(Problem description):
Lines from the top of the listing down to the one with "the multislice routine.", inclusive, are to be copied exactly.
:: Source data
PR #290, opened 2026-06-14
Add Gram-Schmidt fallback to orthogonalize_cell for early-exit bug handling

chenguisen:
## Bug Description

`orthogonalize_cell` has an early-exit bug: when `tuple(np.diag(atoms.cell)) == tuple(box)`, the function returns the cell unchanged without any orthogonalization. This affects zone axes where the optimal integer repetition `n` preserves the diagonal (e.g., FCC Al (112), where v2x/v1x = -1.0), causing `RuntimeError: atoms must have an orthogonal cell` downstream in the multislice routine.

## Fix: Pure Gram-Schmidt Fallback

Instead of fixing the `diag==box` condition, this PR **routes the early-exit case to a pure Gram-Schmidt fallback**:

```
orthogonalize_cell:
  1. Already orthogonal? -> return
  2. diag(cell) != box? -> integer-n search + strain (standard abTEM path)
  3. diag(cell) == box? -> skip integer search (would early-exit)
  4. Cell still non-orthogonal? -> pure Gram-Schmidt (catches early-exit case)
  5. Return orthogonal cell
```

Key design decisions:
- No modification to `Potential.get_transformed_atoms()` -- the original bug condition remains visible
- Integer-n search preserved for zone axes where `diag != box` (most cases, e.g. Al (211))
- GS fallback only for zone axes where `diag == box` triggers the early exit
- The GS fallback also catches any other failure mode of the integer-n + strain path

## Test Results

| Zone Axis | Before | After | Path |
|-----------|--------|-------|------|
| Al (112) | RuntimeError | 12 atoms, off < 1e-15 | diag==box -> GS fallback |
| Al (121) | RuntimeError | 12 atoms, off < 1e-15 | diag==box -> GS fallback |
| Al (211) | 60 atoms | unchanged | diag!=box -> integer search |

All tests run on FCC Al (mp-134) with 3-layer slabs using `abtem.orthogonalize_cell()`.

## Reproducibility

All scripts, data, and analysis are at [chenguisen/ase_build](https://github.com/chenguisen/ase_build/).

### DIFF
--- a/abtem/atoms.py
+++ b/abtem/atoms.py
@@ -874,42 +874,58 @@ def orthogonalize_cell(
     if plane != "xy":
         atoms = rotate_atoms_to_plane(atoms, plane)
 
+
     if box is None:
         box = tuple(best_orthogonal_cell(atoms.cell, max_repetitions=max_repetitions))
 
     assert box is not None
 
-    if tuple(np.diag(atoms.cell)) == tuple(box):
+    if is_cell_orthogonal(atoms.cell):
         if return_transform:
             return atoms, (np.zeros(3), np.ones(3), np.zeros(3))
         else:
             return atoms
 
-    if np.any(atoms.cell.lengths() < tolerance):
-        raise RuntimeError("Cell vectors must have non-zero length.")
+    # --- Try integer-n search + strain ---
+    # This is the standard abTEM orthogonalization. It works for most zone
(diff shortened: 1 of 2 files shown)


chenguisen:
Superseded by #291 (cleaner single-commit implementation)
::::
(Final answer):
PR #290, opened 2026-06-14
Add Gram-Schmidt fallback to orthogonalize_cell for early-exit bug handling

chenguisen:
## Bug Description

`orthogonalize_cell` has an early-exit bug: when `tuple(np.diag(atoms.cell)) == tuple(box)`, the function returns the cell unchanged without any orthogonalization. This affects zone axes where the optimal integer repetition `n` preserves the diagonal (e.g., FCC Al (112), where v2x/v1x = -1.0), causing `RuntimeError: atoms must have an orthogonal cell` downstream in the multislice routine.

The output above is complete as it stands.